Retype every entry exactly, character for character.
=== Section Start ===
PR #1244, opened 2021-01-26
Upgrade to Xcode 11.7

st3fan:
This patch upgrades to Xcode 11.7. Right now that only means upgrade to a new release of application-services 0.59.1 that was also compiled against Xcode 11.7.

I just realized that Glean is also a Rust library that may need a new release with an Xcode upgrade. What do you think @travis79


travis79:
Glean is offered as part of the app services megazord for iOS, but it's my understanding that only Firefox iOS consumes it from there.  Let me check a couple of things and see what it will take to update lockwise Glean and I'll get back to you tomorrow.

PR #1247, opened 2021-02-07
Fixes Bugzilla issue 1657178

st3fan:
This patch fixes Bugzilla issue 1657178.


SimonBasca:
Verified fix on 1.8.0 (4249).

PR #430, opened 2019-07-31
Primary Key index files are not deleted after a DROP TABLE

eolivelli:


herddb-collections/src/main/java/herddb/collections/CollectionsManager.java
```diff
@@ -145,7 +145,6 @@ private CollectionsManager(long maxMemory, Path tmpDirectory, Properties additio
                 new MemoryCommitLogManager(false /*serialize*/), tmpDirectory,
                 new ServerHostData("localhost", 0, "", false, Collections.emptyMap()),
                 configuration, NullStatsLogger.INSTANCE);
-        server.setMaxDataUsedMemory(maxMemory);
```
eolivelli: this was a bug, it made difficult to override memory settings

PR #436, opened 2019-08-06
Do not rollback transactions on client socket error

eolivelli:
In 11.0.0 when a client channel is closed every transaction that originated from it is automatically rollback back, this comes with many issues:
- the client opens multiple sockets and the socket is not bound to the transaction
- the rollback will appear in any point in the history and the client actually continues to use the transaction via the other available sockets or opening a new onw: (BEGIN-TX, ROLLBACK-TX, UPDATE-RECORD-WITH-TX, this will break many assumptions
- the rollback may release record level locks but the client is actually still using the connection

the proposal is to have a new simpler "Abandoned transaction" mechanism that rollsback transactions after a very long period of inactivity.
The tradeoff is that with this new way when a client crashes its own transactions are not immediately rollback back.


herddb-core/src/main/java/herddb/core/TableSpaceManager.java
```diff
@@ -701,15 +704,32 @@ public boolean equals(Object obj) {
...
+        long abandonedTransactionTimeout = now - timeout;
+        for (Transaction t : transactions.values()) {
+            if (t.isAbandoned(abandonedTransactionTimeout)) {
+                LOGGER.log(Level.SEVERE, "forcing rollback of abandoned transaction {0},"
+                        + " created locally at {1},"
+                        + " last activity locally at {2}",
+                        new Object[]{t.transactionId,
+                            new java.sql.Timestamp(t.localCreationTimestamp),
+                            new java.sql.Timestamp(t.lastActivityTs)});
+                long lockStamp = acquireReadLock("forceRollback" + t.transactionId);
```
eolivelli: checkpoint lock

herddb-core/src/main/java/herddb/server/ServerSideConnectionPeer.java
```diff
@@ -103,8 +103,7 @@
     /**
      * Open scanners. The ID is generated by the client
      */
-    private final ConcurrentMap<Long, ServerSideScannerPeer> scanners = new ConcurrentHashMap<>();
-    private final ConcurrentMap<RawString, Set<Long>> openTransactions = new ConcurrentHashMap<>();
```
eolivelli: this was the bad mechanism that was binding a transaction to the originating socket (ServerSideConnectionPeer)

herddb-core/src/test/java/herddb/server/SimpleClientServerTest.java
```diff
@@ -469,22 +489,127 @@ public void testSQLIntegrityViolation() throws Exception {
...
                     }
                 }
 
             }
         }
     }
+    private static final Logger LOG = Logger.getLogger(SimpleClientServerTest.class.getName());
+
+    @Test
+    public void testClientCloseOnConnectionAndResumeTransaction() throws Exception {
```
eolivelli: this is the test about the problems in production

herddb-core/src/test/java/herddb/server/SimpleClientServerTest.java
```diff
@@ -469,22 +489,127 @@ public void testSQLIntegrityViolation() throws Exception {
...
+                        "INSERT INTO mytable (id,s1) values(?,?)", tx,
+                        false, true,
+                        Arrays.asList(2, "test1"));
+
+            }
+        }
+    }
+
+    @Test
+    public void testClientAbandonedTransaction() throws Exception {
```
eolivelli: this is a minimal test for the new feature

diegosalvi:
Really good catch

Il Mar 6 Ago 2019, 12:26 Coveralls <notifications@github.com> ha scritto:

eolivelli:
@diegosalvi we are going to cherry pick and release 0.11.5 as soon as possible

amitvc:
Nice catch on this @eolivelli

PR #438, opened 2019-08-07
Handle write errors on BookKeeper more gracefully

eolivelli:
In case of invalid "Writer" due to a temporary error (not "fencing") we have to create a new ledger in order to recover gracefully from temporary errors on ZooKeeper or on BookKeeper

### DIFF
--- a/herddb-core/src/test/java/herddb/cluster/BookkeeperFailuresTest.java
+++ b/herddb-core/src/test/java/herddb/cluster/BookkeeperFailuresTest.java
@@ -21,6 +21,7 @@ package herddb.cluster;
 
 import static herddb.core.TestUtils.scan;
 import static org.junit.Assert.assertEquals;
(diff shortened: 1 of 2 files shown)


herddb-core/src/test/java/herddb/cluster/BookkeeperFailuresTest.java
```diff
@@ -469,18 +529,103 @@ public void testBookieNotAvailableDuringTransaction() throws Exception {
...
+                    TransactionContext.NO_TRANSACTION);
 
             try (DataScanner scan = scan(server.getManager(), "select * from t1", Collections.emptyList());) {
                 assertEquals(1, scan.consume().size());
             }
         }
     }
 
+    @Test
+    public void testLedgerClosedError() throws Exception {
```
eolivelli: this is the new test

PR #440, opened 2019-08-08
Count activities on transactions and wait for every activity to complete before starting a rollback or commit

eolivelli:
In case of a timeout any usual JDBC client receives an SQLException and it rollbacks the transaction.
The command (say, an huge DELETE) still continues its execution and so we fall into a case in which a transaction command (ROLLBACK, but the same could happen for a commit) that runs concurrently with an operation pertaining to the same transaction.

We must not fall into this case.

So the fix here is to have some kind of "reference count" of the transaction and wait for any pending activity to complete before proceeding with a rollback or a commit.

Summary of changes:
- add a "refcount" in Transaction class
- bind the DataScanner to the Transaction, this way we can track the end of a SELECT
- wrap the executions of DML in a way such that we track the end of the DML command

### DIFF
--- a/herddb-core/src/main/java/herddb/core/DBManager.java
+++ b/herddb-core/src/main/java/herddb/core/DBManager.java
@@ -695,9 +695,9 @@ public class DBManager implements AutoCloseable, MetadataChangeListener {
             if (plan.mainStatement instanceof ScanStatement) {
                 DataScanner result = scan((ScanStatement) plan.mainStatement, context, transactionContext);
                 // transction can be auto generated during the scan
-                transactionContext = new TransactionContext(result.transactionId);
+                transactionContext = new TransactionContext(result.getTransactionId());
                 return CompletableFuture
-                        .completedFuture(executeDataScannerPlan(plan, result, context, transactionContext));
+                        .completedFuture(new ScanResult(transactionContext.transactionId, result));
 
             } else {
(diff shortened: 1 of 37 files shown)


herddb-core/src/main/java/herddb/core/DBManager.java
```diff
@@ -711,41 +711,6 @@ public StatementExecutionResult executePlan(ExecutionPlan plan, StatementEvaluat
         }
     }
 
-    private StatementExecutionResult executeDataScannerPlan(ExecutionPlan plan, DataScanner result,
```
eolivelli: dead code

eolivelli:
JDBC tests are failing, I will fix them as soon as possible

eolivelli:
This patch is good to go.
But we have to follow up with a fix on the handling of how we close DataScanner instances in ServerSideConnectionPeer.
This is the same problem as for #436 : we are binding the DataScanner to the ServerSideConnectionPeer (socket) that originated it but this was good only in first versions of HerdDB.
Now that the client opens multilple sockets to the same server we should not to such binding.

I guess no one ever noticed that problem because usually users perform look ups by PK and do not request huge result sets

eolivelli:
@diegosalvi  @amitvc 
Travis passed.
I will use this work as base for the next patch.
PTAL soon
=== Section End ===
| Output for this exercise |
PR #1244, opened 2021-01-26
Upgrade to Xcode 11.7

st3fan:
This patch upgrades to Xcode 11.7. Right now that only means upgrade to a new release of application-services 0.59.1 that was also compiled against Xcode 11.7.

I just realized that Glean is also a Rust library that may need a new release with an Xcode upgrade. What do you think @travis79


travis79:
Glean is offered as part of the app services megazord for iOS, but it's my understanding that only Firefox iOS consumes it from there.  Let me check a couple of things and see what it will take to update lockwise Glean and I'll get back to you tomorrow.

PR #1247, opened 2021-02-07
Fixes Bugzilla issue 1657178

st3fan:
This patch fixes Bugzilla issue 1657178.


SimonBasca:
Verified fix on 1.8.0 (4249).

PR #430, opened 2019-07-31
Primary Key index files are not deleted after a DROP TABLE

eolivelli:


herddb-collections/src/main/java/herddb/collections/CollectionsManager.java
```diff
@@ -145,7 +145,6 @@ private CollectionsManager(long maxMemory, Path tmpDirectory, Properties additio
                 new MemoryCommitLogManager(false /*serialize*/), tmpDirectory,
                 new ServerHostData("localhost", 0, "", false, Collections.emptyMap()),
                 configuration, NullStatsLogger.INSTANCE);
-        server.setMaxDataUsedMemory(maxMemory);
```
eolivelli: this was a bug, it made difficult to override memory settings

PR #436, opened 2019-08-06
Do not rollback transactions on client socket error

eolivelli:
In 11.0.0 when a client channel is closed every transaction that originated from it is automatically rollback back, this comes with many issues:
- the client opens multiple sockets and the socket is not bound to the transaction
- the rollback will appear in any point in the history and the client actually continues to use the transaction via the other available sockets or opening a new onw: (BEGIN-TX, ROLLBACK-TX, UPDATE-RECORD-WITH-TX, this will break many assumptions
- the rollback may release record level locks but the client is actually still using the connection

the proposal is to have a new simpler "Abandoned transaction" mechanism that rollsback transactions after a very long period of inactivity.
The tradeoff is that with this new way when a client crashes its own transactions are not immediately rollback back.


herddb-core/src/main/java/herddb/core/TableSpaceManager.java
```diff
@@ -701,15 +704,32 @@ public boolean equals(Object obj) {
...
+        long abandonedTransactionTimeout = now - timeout;
+        for (Transaction t : transactions.values()) {
+            if (t.isAbandoned(abandonedTransactionTimeout)) {
+                LOGGER.log(Level.SEVERE, "forcing rollback of abandoned transaction {0},"
+                        + " created locally at {1},"
+                        + " last activity locally at {2}",
+                        new Object[]{t.transactionId,
+                            new java.sql.Timestamp(t.localCreationTimestamp),
+                            new java.sql.Timestamp(t.lastActivityTs)});
+                long lockStamp = acquireReadLock("forceRollback" + t.transactionId);
```
eolivelli: checkpoint lock

herddb-core/src/main/java/herddb/server/ServerSideConnectionPeer.java
```diff
@@ -103,8 +103,7 @@
     /**
      * Open scanners. The ID is generated by the client
      */
-    private final ConcurrentMap<Long, ServerSideScannerPeer> scanners = new ConcurrentHashMap<>();
-    private final ConcurrentMap<RawString, Set<Long>> openTransactions = new ConcurrentHashMap<>();
```
eolivelli: this was the bad mechanism that was binding a transaction to the originating socket (ServerSideConnectionPeer)

herddb-core/src/test/java/herddb/server/SimpleClientServerTest.java
```diff
@@ -469,22 +489,127 @@ public void testSQLIntegrityViolation() throws Exception {
...
                     }
                 }
 
             }
         }
     }
+    private static final Logger LOG = Logger.getLogger(SimpleClientServerTest.class.getName());
+
+    @Test
+    public void testClientCloseOnConnectionAndResumeTransaction() throws Exception {
```
eolivelli: this is the test about the problems in production

herddb-core/src/test/java/herddb/server/SimpleClientServerTest.java
```diff
@@ -469,22 +489,127 @@ public void testSQLIntegrityViolation() throws Exception {
...
+                        "INSERT INTO mytable (id,s1) values(?,?)", tx,
+                        false, true,
+                        Arrays.asList(2, "test1"));
+
+            }
+        }
+    }
+
+    @Test
+    public void testClientAbandonedTransaction() throws Exception {
```
eolivelli: this is a minimal test for the new feature

diegosalvi:
Really good catch

Il Mar 6 Ago 2019, 12:26 Coveralls <notifications@github.com> ha scritto:

eolivelli:
@diegosalvi we are going to cherry pick and release 0.11.5 as soon as possible

amitvc:
Nice catch on this @eolivelli

PR #438, opened 2019-08-07
Handle write errors on BookKeeper more gracefully

eolivelli:
In case of invalid "Writer" due to a temporary error (not "fencing") we have to create a new ledger in order to recover gracefully from temporary errors on ZooKeeper or on BookKeeper

### DIFF
--- a/herddb-core/src/test/java/herddb/cluster/BookkeeperFailuresTest.java
+++ b/herddb-core/src/test/java/herddb/cluster/BookkeeperFailuresTest.java
@@ -21,6 +21,7 @@ package herddb.cluster;
 
 import static herddb.core.TestUtils.scan;
 import static org.junit.Assert.assertEquals;
(diff shortened: 1 of 2 files shown)


herddb-core/src/test/java/herddb/cluster/BookkeeperFailuresTest.java
```diff
@@ -469,18 +529,103 @@ public void testBookieNotAvailableDuringTransaction() throws Exception {
...
+                    TransactionContext.NO_TRANSACTION);
 
             try (DataScanner scan = scan(server.getManager(), "select * from t1", Collections.emptyList());) {
                 assertEquals(1, scan.consume().size());
             }
         }
     }
 
+    @Test
+    public void testLedgerClosedError() throws Exception {
```
eolivelli: this is the new test

PR #440, opened 2019-08-08
Count activities on transactions and wait for every activity to complete before starting a rollback or commit

eolivelli:
In case of a timeout any usual JDBC client receives an SQLException and it rollbacks the transaction.
The command (say, an huge DELETE) still continues its execution and so we fall into a case in which a transaction command (ROLLBACK, but the same could happen for a commit) that runs concurrently with an operation pertaining to the same transaction.

We must not fall into this case.

So the fix here is to have some kind of "reference count" of the transaction and wait for any pending activity to complete before proceeding with a rollback or a commit.

Summary of changes:
- add a "refcount" in Transaction class
- bind the DataScanner to the Transaction, this way we can track the end of a SELECT
- wrap the executions of DML in a way such that we track the end of the DML command

### DIFF
--- a/herddb-core/src/main/java/herddb/core/DBManager.java
+++ b/herddb-core/src/main/java/herddb/core/DBManager.java
@@ -695,9 +695,9 @@ public class DBManager implements AutoCloseable, MetadataChangeListener {
             if (plan.mainStatement instanceof ScanStatement) {
                 DataScanner result = scan((ScanStatement) plan.mainStatement, context, transactionContext);
                 // transction can be auto generated during the scan
-                transactionContext = new TransactionContext(result.transactionId);
+                transactionContext = new TransactionContext(result.getTransactionId());
                 return CompletableFuture
-                        .completedFuture(executeDataScannerPlan(plan, result, context, transactionContext));
+                        .completedFuture(new ScanResult(transactionContext.transactionId, result));
 
             } else {
(diff shortened: 1 of 37 files shown)


herddb-core/src/main/java/herddb/core/DBManager.java
```diff
@@ -711,41 +711,6 @@ public StatementExecutionResult executePlan(ExecutionPlan plan, StatementEvaluat
         }
     }
 
-    private StatementExecutionResult executeDataScannerPlan(ExecutionPlan plan, DataScanner result,
```
eolivelli: dead code

eolivelli:
JDBC tests are failing, I will fix them as soon as possible

eolivelli:
This patch is good to go.
But we have to follow up with a fix on the handling of how we close DataScanner instances in ServerSideConnectionPeer.
This is the same problem as for #436 : we are binding the DataScanner to the ServerSideConnectionPeer (socket) that originated it but this was good only in first versions of HerdDB.
Now that the client opens multilple sockets to the same server we should not to such binding.

I guess no one ever noticed that problem because usually users perform look ups by PK and do not request huge result sets

eolivelli:
@diegosalvi  @amitvc 
Travis passed.
I will use this work as base for the next patch.
PTAL soon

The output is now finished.